PR #18319, opened 2021-06-07
[scripts-audit] add guidelines for cmake

strega-nil:


docs/maintainers/cmake-guidelines.md
```diff
@@ -0,0 +1,55 @@
...
+    - Exception: positional parameters that are optional should be given a name via
+      `set(argument_name "${ARG<N>}") after checking `${ARGC}`.
+- There are no unparsed or unused arguments. Always check for `ARGN` or `arg_UNPARSED_ARGUMENTS`,
+  and either `FATAL_ERROR`, or `WARN` if necessary for backwards compatibility.
+- All `cmake_parse_arguments` use `PARSE_ARGV` for resistance to embedded semicolons.
+- All `foreach` loops use `IN LISTS` for resistance to embedded semicolons.
+- The variables `${ARGV}` and `${ARGN}` are unreferenced, except in helpful messages to the user.
+  - (i.e., `message(FATAL_ERROR "blah was passed extra arguments: ${ARGN}")`)
+- We always use functions, not macros or top level code.
+  - Exception: `vcpkg.cmake`'s `find_package`
```
Neumann-A, line 32:
```suggestion
  - Exception: `vcpkg.cmake`'s `find_package`. The reason for this exceptions is that `find_package` is basically a special `include` statement. Parent scoping all newly set variables within the scope of the override would severely litter users `--trace/--trace-expand` output making it unusable. 

```

docs/maintainers/cmake-guidelines.md
```diff
@@ -0,0 +1,55 @@
...
+- Scripts in the scripts tree should not be expected to need changes as part of normal operation. (For example, `vcpkg_acquire_msys` has hard coded specific packages and versions thereof used which we believe is unacceptable)
+- All non-splat variable expansions are in quotes "".
+- There are no "pointer" parameters (where a user passes a variable name rather than the contents) except for out parameters.
+- Undefined names are not referenced.
+- Out parameters only set `PARENT_SCOPE`.
+- `CACHE` variables are not used, except for internal global variables which are used to avoid duplicating work.
+- `include()`s are removed and fixes to `port.cmake` et al. are made as necessary to avoid this.
+- `foreach(RANGE)`'s arguments _must always be_ natural numbers, and `<start>` _must always be_ less than or equal to `<stop>`.
+  - This should be checked.
+
```
Neumann-A, line 42: I am missing usage of https://cmake.org/cmake/help/git-stage/command/include_guard.html
and also a note weather or not scripts should include all other required scripts for operation (which is currently not the case for some reason).

docs/maintainers/cmake-guidelines.md
```diff
@@ -0,0 +1,55 @@
...
+- We always use `cmake_parse_arguments` rather than function parameters, or referring to `${ARG<N>}`.
+  - This doesn't need to be followed for "script-local helper functions"
+  - Exception: exclusively positional parameters, like out variables.
+    - In this case, positional parameters should be put in the function declaration
+      (rather than using `${ARG<N>}`), and should be named according to local rules
+      (i.e. `snake_case`).
+    - Exception: positional parameters that are optional should be given a name via
+      `set(argument_name "${ARG<N>}") after checking `${ARGC}`.
+- There are no unparsed or unused arguments. Always check for `ARGN` or `arg_UNPARSED_ARGUMENTS`,
```
Neumann-A, line 25: This in generally leads to a lot of duplication of parameters in chained function calls

e.g. f1 calling f2 calling f3; f1 basically needs to know all possible options for f2 and f3.  
Having `arg_UNPARSED_ARGUMENTS` also requires to have an option or a one value parameter in the function, The last argument is a multi value parameter there will never be `arg_UNPARSED_ARGUMENTS` because it will be consumed by the multi value parameter.

Neumann-A: So basically function calls need to be `functioncall(<multi_var_args> <one_value_args> <options>)`

docs/maintainers/cmake-guidelines.md
```diff
@@ -0,0 +1,55 @@
...
+- Undefined names are not referenced.
+- Out parameters only set `PARENT_SCOPE`.
+- `CACHE` variables are not used, except for internal global variables which are used to avoid duplicating work.
+- `include()`s are removed and fixes to `port.cmake` et al. are made as necessary to avoid this.
+- `foreach(RANGE)`'s arguments _must always be_ natural numbers, and `<start>` _must always be_ less than or equal to `<stop>`.
+  - This should be checked.
+
+### Naming Variables
+
+- `cmake_parse_arguments`: set prefix to `"arg"`
```
Neumann-A, line 45: Sorry but the prefix should be unique for each function. Otherwise you have a disaster with `arg_OPTIONS` in f1 calling f2 with possibly the same OPTIONS parameter. 
I would suggest using `CMAKE_CURRENT_FUNCTION` instead and using it as `set(z_arg ${CMAKE_CURRENT_FUNCTION})`
`cmake_parse_arguments(PARSE_ARGV <N> "${z_arg}" "OPTIONS" `and using `${${z_arg}_OPTIONS}`

Neumann-A: i would also suggest to use `vcpkg_parse_arguments` here as a macro which automatically does the setting of `z_arg`

docs/maintainers/cmake-guidelines.md
strega-nil-ms: This doesn't make sense to me. `functioncall(... MULTIVALUE asdf asdf asdf)` has no unparsed arguments.

docs/maintainers/cmake-guidelines.md
strega-nil-ms: No this doesn't make any sense.

docs/maintainers/cmake-guidelines.md
strega-nil-ms: TIL about `include_guard`

strega-nil-ms: From latest:
 - `include()`s are only allowed in `ports.cmake` or `vcpkg-port-config.cmake`.

docs/maintainers/cmake-guidelines.md
Neumann-A: > No this doesn't make any sense. This is not how CMake's function scoping works

No that is wrong! But you could say that is not how `cmake_parse_arguments` works
```
include(CMakePrintHelpers)
function(foo)
    cmake_parse_arguments(PARSE_ARGV 0 arg "OPTION" "ONE_VALUE" "MULTI_VALUE")
    bar()
endfunction()

function(bar)
    cmake_print_variables(arg_OPTION arg_ONE_VALUE arg_MULTI_VALUE)
    cmake_parse_arguments(PARSE_ARGV 0 arg "OPTION" "ONE_VALUE" "MULTI_VALUE")
    cmake_print_variables(arg_OPTION arg_ONE_VALUE arg_MULTI_VALUE)
endfunction()

foo(OPTION "TRUE" ONE_VALUE "Hello" MULTI_VALUE "World" "!")
```
Output
```
$ cmake.exe -P function_scope.cmake
-- arg_OPTION="TRUE" ; arg_ONE_VALUE="Hello" ; arg_MULTI_VALUE="World;!"
-- arg_OPTION="FALSE" ; arg_ONE_VALUE="" ; arg_MULTI_VALUE=""

```

docs/maintainers/cmake-guidelines.md
Neumann-A: > functioncall(... MULTIVALUE asdf asdf asdf) has no unparsed arguments.

That is the problem. Let it simply be `functioncall(... MULTIVALUE asdf asdf OUTDATED_OPTION)`. Now you logically would have a `arg_UNPARSED_ARGUMENTS` but cannot detect it. 
Ah I see I meant `functioncall(<options> <one_value_args> <multi_var_args>)` should be the rule

dg0yt:
Any hint about the min version of CMake scripts must be compatible with / the version scripts may assume without checks?

docs/maintainers/cmake-guidelines.md
```diff
@@ -64,6 +64,23 @@ We hope that they will make both forwards and backwards compatibility easier.
 - All port-based scripts must use `include_guard(GLOBAL)`
   to avoid being included multiple times.
 
+### CMake Versions to Require
+
+- All CMake scripts, except for `vcpkg.cmake`,
+  may assume the version of CMake that is present in the
+  `cmake_minimum_required` of `ports.cmake`.
```
Neumann-A, line 71: Are scripts allowed to bump the version up? E.g. it would be helpful to have access to string(JSON) which is 3.19 to parse the version of a port from the manifest in the portfile.

strega-nil-ms: We'll bump it up as we update; that's a good point though.

scripts/buildsystems/vcpkg.cmake
```diff
@@ -46,6 +46,8 @@ mark_as_advanced(VCPKG_VERBOSE)
 
 option(VCPKG_APPLOCAL_DEPS "Automatically copy dependencies into the output directory for executables." ON)
 option(X_VCPKG_APPLOCAL_DEPS_SERIALIZED "(experimental) Add USES_TERMINAL to VCPKG_APPLOCAL_DEPS to force serialization." OFF)
+
+# requires CMake 3.14
 option(X_VCPKG_APPLOCAL_DEPS_INSTALL "(experimental) Automatically copy dependencies into the install target directory for executables." OFF)
```
ras0219, line 51:
```suggestion
option(X_VCPKG_APPLOCAL_DEPS_INSTALL "(experimental) Automatically copy dependencies into the install target directory for executables. Requires CMake 3.14." OFF)
```

dg0yt:
How about not allowing 
~~~
set(VAR )
~~~
because it is a common trap (in particular with initialization of lists) that the real intention is 
~~~
set(VAR "")
~~~
but the actual effect is
~~~
unset(VAR)
~~~
which unhides cache variables. So there are two explicit alternatives which are not ugly.

I would also encourage use of 
~~~
string(APPEND VAR " xxx")
~~~
over
~~~
set(VAR "${VAR} xxx")
~~~
because it makes accidental
~~~
set(VAR "${VAR};xxx")
~~~
stand out more clearly.

Neumann-A:
`set(VAR)` is used to create an empty variable in the local/current scoped thus hiding any higher scoped variables. Setting it to an empty string instead is rarely meant and doesn't play nice with `list(APPEND)`

dg0yt:
> `set(VAR)` is used to create an empty variable in the local/current scoped thus hiding any higher scoped variables. Setting it to an empty string instead is rarely meant and doesn't play nice with `list(APPEND)`

This is what I though until recently. But it is wrong, and that's why I'm bringing it up:
~~~
$ cat > demo.cmake << END_CMAKE
set(FOO "Initial")
set(FOO "Cached value" CACHE STRING "doc")
set(FOO )
message(STATUS "\${FOO}")
list(APPEND FOO "bar")
message(STATUS "\${FOO}")
set(FOO "")
list(APPEND FOO "bar")
message(STATUS "\${FOO}")
END_CMAKE
$ cmake -P demo.cmake 
-- Cached value
-- Cached value;bar
-- bar
~~~

dg0yt:
After adding one more `message(STATUS "${FOO}")`, it turns out that (at least) in script mode, the non-cache variable (aka "set" binding) doesn't even hide the cached variable (aka cache entry). This is in contradiction to [cmake documentation](https://cmake.org/cmake/help/git-stage/manual/cmake-language.7.html#cmake-language-variables). Oh no.

Neumann-A:
1) your example should use at least one scope change
2) cache variables in script mode are kund of funky since there is no concept of cache in script mode(no CMakeCache.txt to store them). So all Cache variables become priority read access.

dg0yt:
>  1. your example should use at least one scope change

The result doesn't change when I wrap the code in `function(...) ... endfunction()`.

>  2. cache variables in script mode are kund of funky since there is no concept of cache in script mode(no CMakeCache.txt to store them). So all Cache variables become priority read access.

I'm aware that there is no *persistent* cache in script mode but there are still the different types of variables. 
Variable evaluation is documented cmake behaviour, regardless of script mode. 
The documented behaviour of `set(VAR )` is unsetting (actually creating an "unset" binding), regardless of scope. 

I opened https://gitlab.kitware.com/cmake/cmake/-/issues/22285.

dg0yt:
> I opened https://gitlab.kitware.com/cmake/cmake/-/issues/22285.

A fix is already merged for CMake 3.21, and there will be a new policy, CMP0126.

My original point stands: `set(VAR )` does NOT create an empty variable, and so it doesn't hide anything.

docs/maintainers/cmake-guidelines.md
```diff
@@ -63,6 +63,7 @@ We hope that they will make both forwards and backwards compatibility easier.
   - This must be checked if necessary.
 - All port-based scripts must use `include_guard(GLOBAL)`
   to avoid being included multiple times.
+- `set(VAR )` should not be used. Use `set(VAR)` to unset a variable.
```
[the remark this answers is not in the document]
strega-nil-ms: I dunno, it seems fine to me?

docs/maintainers/cmake-guidelines.md
```diff
@@ -0,0 +1,101 @@
...
+- Never remove arguments in non-internal functions;
+  if they should no longer do anything, just take them as normal and warn on use.
+- Never add a new mandatory argument.
+
+### Naming Variables
+
+- `cmake_parse_arguments`: set prefix to `"arg"`
+- local variables are named `snake_case`
+- Internal global variable names are named `Z_VCPKG_`.
+- External experimental global variable names are named `X_VCPKG_`.
```
ras0219-msft, line 94:
```suggestion
- External experimental global variable names are prefixed with `X_VCPKG_`.

```

docs/maintainers/cmake-guidelines.md
```diff
@@ -0,0 +1,101 @@
...
+- Internal functions are named `z_vcpkg_*`
```
ras0219-msft, line 95:
```suggestion
- Internal functions are prefixed with `z_vcpkg_`
```

ras0219-msft (approved):

docs/maintainers/cmake-guidelines.md
```diff
@@ -0,0 +1,101 @@
...
+- `CACHE` variables are not used.
+  - Exception: internal global variables to avoid duplicating work.
+- `include()`s are only allowed in `ports.cmake` or `vcpkg-port-config.cmake`.
+- `foreach(RANGE)`'s arguments _must always be_ natural numbers,
+  and `<start>` _must always be_ less than or equal to `<stop>`.
+  - This must be checked if necessary.
+- All port-based scripts must use `include_guard(GLOBAL)`
+  to avoid being included multiple times.
+- `set(VAR )` should not be used. Use `unset(VAR)` to unset a variable,
+  and `set(VAR "")` to set it to an empty string.
```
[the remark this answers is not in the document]
Neumann-A: personally I think `set(VAR [[]])` would be cleaner but if `set(VAR "")` works for you I am fine with it,

PhoebeHui:
- [ ] REGRESSION: opencv4:arm-uwp: There is not enough space on the disk. 
- [ ] REGRESSION: qt5-sensors:x64-windows-static-md: Source download issue
- [ ] REGRESSION: qt5-scxml:x64-windows-static-md: Source download issue
- [ ] REGRESSION: otl:x64-linux: The hash changed, need update it.

Neumann-A:
what about guidelines for vcpkg-cmake-wrapper.cmake?
https://github.com/microsoft/vcpkg/pull/18393#issuecomment-861263579 shows that it seems to be required

dg0yt:
> what about guidelines for vcpkg-cmake-wrapper.cmake?

Fair, but the dominant problem is that documentation is completely missing vcpkg-cmake-wrapper.cmake and vcpkg-cmake-config.cmake.

docs/maintainers/cmake-guidelines.md
```diff
@@ -0,0 +1,103 @@
...
+  and `<start>` _must always be_ less than or equal to `<stop>`.
+  - This must be checked if necessary.
+- All port-based scripts must use `include_guard(GLOBAL)`
+  to avoid being included multiple times.
+- `set(VAR )` should not be used. Use `unset(VAR)` to unset a variable,
+  and `set(VAR "")` to set it to the empty value. _Note: this works for use as a list and as a string_
+
+### CMake Versions to Require
+
+- All CMake scripts, except for `vcpkg.cmake`,
```
dg0yt, line 72: `vcpkg-cmake-wrapper.cmake` scripts run in the same context as `vcpkg.cmake` (aka project mode), so they fall under the same exception.

docs/maintainers/cmake-guidelines.md
```diff
@@ -0,0 +1,103 @@
...
+  may assume the version of CMake that is present in the
+  `cmake_minimum_required` of `ports.cmake`.
+  - This `cmake_minimum_required` should be bumped every time a new version
+    of CMake is added to `vcpkgTools.xml`, as should the
+    `cmake_minimum_required` in all of the helper `CMakeLists.txt` files.
+- `vcpkg.cmake` must assume a version of CMake back to 3.1 in general
```
dg0yt, line 78: For `vcpkg-cmake-wrapper.cmake` scripts, version 3.1 even excludes `if("value" IN_LIST FEATURES)`. This makes it more complicated to deal with port features or even with arguments to `find_package` (e.g. port tiff).

Neumann-A: > `vcpkg.cmake` must assume a version of CMake back to 3.1 in general

Is sentence is nonsense and should be ignored. I think the correct phrasing would be that `vcpkg.cmake` must assume that the toplevel `CMakeLists.txt` might not have a `cmake_minimum_required` or a very low `cmake_minimum_required`. As such, setting appropriate cmake policies are a requirement. vcpkg assume that it is at least executed with a cmake binary of <some cmake version|preferly the cmake version used by vcpkg>. 
If there is somebody really arguing for a cmake binary of 3.1 I would like to have him/her invent `vcpkg.old.cmake` .....

strega-nil-ms:
@dg0yt @Neumann-A that would be good guidelines, but these are meant more for the scripts under the scripts tree.

BillyONeal (approved):

docs/maintainers/cmake-guidelines.md
strega-nil-ms: Ports can require a version of CMake that is later than what `vcpkg.cmake` cares about.

docs/maintainers/cmake-guidelines.md
strega-nil-ms: No, we really do support CMake version back to CMake 3.1 in vcpkg.cmake. There are extra features that require more recent versions, but we do support back to CMake 3.1 (or there's a bug.)

dg0yt: What is the reason to keep it at 3.1?
What is the threshold for moving it to another version?
As I already wrote:
> For vcpkg-cmake-wrapper.cmake scripts, version 3.1 even excludes if("value" IN_LIST FEATURES).

which is relevant for dealing with transitive dependencies.

strega-nil-ms: we do not consider ports as having to support any specific version of CMake; they can support whatever they want. All we need is that, if a port supports CMake 3.1, and the user uses 3.1 for their build, it works.

docs/maintainers/cmake-guidelines.md
ras0219-msft: Just to wrap this back up: the case where this scoped overriding would be a problem is if the caller expected `arg_OPTION` to _dereference_ correctly within the child function's context. However, this is explicitly disallowed above due to

> - There are no "pointer" parameters
  (where a user passes a variable name rather than the contents)
  except for out parameters.

ras0219-msft (approved):

PhoebeHui:
Tensorflow:x64-osx failure would be fixed by PR https://github.com/microsoft/vcpkg/pull/18812

strega-nil-ms:
Closed for rollup PR #18838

Exercise requirements:
The answer should be all lines from the entries above that hold the word "copy".

Exercise solution:
 option(VCPKG_APPLOCAL_DEPS "Automatically copy dependencies into the output directory for executables." ON)
 option(X_VCPKG_APPLOCAL_DEPS_INSTALL "(experimental) Automatically copy dependencies into the install target directory for executables." OFF)
option(X_VCPKG_APPLOCAL_DEPS_INSTALL "(experimental) Automatically copy dependencies into the install target directory for executables. Requires CMake 3.14." OFF)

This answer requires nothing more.